Comparing Newtons 2nd law and Tsiolkovskys

Question

I've been attempting to simulate a rocket launch, using:

ΣF= ma + md/dt*v

If ΣF is simplified to only include F_m, being the rocket's thrust, the equation, if solved for a, is:

a = (F_m - md/dt*v)/m

Simulating with

md/dt*v

gives a value much higher than using Tsiolkovskys, but if it's dropped, the two values are approximately the same. Why would you drop using variable mass?

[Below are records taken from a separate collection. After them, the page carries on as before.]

PR #98, opened 2022-12-15
Implement --rpath build option

ffoulkes:
- Modify make-all.sh to support --rpath and --no-rpath options to enable/disable setting the RUNPATH in generated binaries.


5abeel (approved):
LGTM

PR #100, opened 2022-12-17
Fix Fedora33 build issue

ffoulkes:
Append DEPEND_INSTALL_DIR lib64 directory to global link directories. Change required to address the linking issues happening when the networking recipe build process triggered on Fedora33 OS distribution.

Signed-off-by: Venkata Suresh Kumar P <venkata.suresh.kumar.p@intel.com>


ffoulkes (commented):
LGTM

Good catch! I wonder whether we will eventually need to do something similar for `x86_64-gnu-linux`.

vsureshkumarp (approved):
Changes looks good to me.

n-sandeep (approved):
Looks good to me

PR #101, opened 2022-12-18
Overhaul logic to synchronize krnlmon with stratum

ffoulkes:
1) Replaced global pthreads variables with absl::Notification
   objects that are instantiated by infrap4d_main and passed
   as parameters.

2) Implemented target_main() to abstract the call to the main
   function for the selected target.

3) Removed nominal support for TOFINO_TARGET until such time
   as it is needed.

### DIFF
--- a/infrap4d/infrap4d_main.cc
+++ b/infrap4d/infrap4d_main.cc
@@ -2,48 +2,51 @@
 // SPDX-License-Identifier: Apache-2.0
 
 #if defined(DPDK_TARGET)
-#include "stratum/hal/bin/tdi/dpdk/dpdk_main.h"
-#elif defined (TOFINO_TARGET)
-#include "stratum/hal/bin/tdi/tofino/tofino_main.h"
+  #include "stratum/hal/bin/tdi/dpdk/dpdk_main.h"
+#else
+  #error "TDI target type not defined!"
 #endif
 
 extern "C"  {
 #include "daemon/daemon.h"
 }
 
-#include "krnlmon_main.h"
+#include "absl/synchronization/notification.h"
 #include "gflags/gflags.h"
+#include "krnlmon_main.h"
+#include "stratum/glue/status/status.h"
 
 DEFINE_bool(detach, true, "Run infrap4d in attached mode");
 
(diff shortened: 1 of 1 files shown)


infrap4d/infrap4d_main.cc
```diff
@@ -2,48 +2,51 @@
...
       daemonize_complete();
   }
 
-  krnlmon_init();
+  absl::Notification ready_sync;
+  absl::Notification done_sync;
 
-  krnlmon_shutdown();
+  krnlmon_create_main_thread(&ready_sync);
+  krnlmon_create_shutdown_thread(&done_sync);
```
n-sandeep, line 43: Why do we need this shutdown to be called immediately after creating a switchlink thread?

ffoulkes: This function doesn't shut down; it creates a thread that _waits_ for a signal indicating that DpdkHal has shut down. That's why I renamed the function called here from "shutdown" to "create shutdown thread."

Unless I'm greatly mistaken, the existing shutdown thread has a bug in it. I'm pretty sure we should be passing `main_tid` to `switchlink_stop` so the latter can use the pid to stop the main switchlink thread. (Instead, it's using an uninitialized variable as the thread ID.)

I elected not to fix this in the initial Draft PR in order to focus on using dependency inversion to break the tight coupling between DpdkHal and Krnlmon.

nupuruttarwar (commented):
Conversion from pthread mechanism to abseil Notification LGTM, we will need to test this. @n-sandeep, can you please help with testing

n-sandeep:
> Conversion from pthread mechanism to abseil Notification LGTM, we will need to test this. @n-sandeep, can you please help with testing

@nupuruttarwar, Let me discuss with Derek and take it forward.

infrap4d/infrap4d_main.cc
```diff
@@ -2,48 +2,51 @@
 // SPDX-License-Identifier: Apache-2.0
 
 #if defined(DPDK_TARGET)
-#include "stratum/hal/bin/tdi/dpdk/dpdk_main.h"
-#elif defined (TOFINO_TARGET)
```
5abeel, line 6: Why are we getting rid of the TOFINO_TARGET from here?

PR #102, opened 2022-12-19
Update copy_config_files.sh

nupuruttarwar:
Update config file to create /usr/share/target-sys directory where zlog config file needs to be copied


vsureshkumarp (approved):
Changes looks good to me.

n-sandeep (approved):
Looks good to me

PR #116, opened 2023-01-17
Fix protobuf header file dependencies

ffoulkes:
When the networking recipe is built with -j1, compilation of config_monitoring_service.cc fails because openconfig.pb.h has not yet been generated. Addressed this issue by making stratum_hal_lib_common_o dependent on the openconfig_proto target.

Note: by variable mass I mean m' itself in:

md/dt*v

but not entirely, as m is given as

inital mass - m' * time (in seconds)

Thanks.

Answer 1

$$\sum F= ma + md/dt*v$$

This is erroneous, and everything after this is in turn erroneous. You should be using $$\sum F= ma = m \frac{dv}{dt}$$

Accounting for variable mass is non-trivial, but as a starter you should start with the correct form of Newton's second law.

Answer 2

Isaac Newton stated that the forces equal the change in momentum:

$\Sigma F=\frac{d(mv)}{dt}$

When the rocket has a flow of $\dot{m}$ the result is

$\Sigma F=-\dot{m}v_e+m\frac{dv}{dt}$

where $v_e$is the exhaust velocity. Then $fv_e$ is identified as the thrust and we would write:

$ \Sigma F+\dot{m}v_e=m\frac{dv}{dt}$

The derivation of the differentiation has been done on Stackexchange before and in any good university textbook.

The last two equations take into account the variable mass since $m$ is the time changing mass. As a commenter pointed out, the thrust is often lumped in with the external forces.

One last note on thrust, the full amount is

$Thrust = \dot{m}v_e + (p_e - p_0)A_e$

where $A_e$ is exit area, $p_e$ and $p_0$ are the exit and local atmospheric pressures.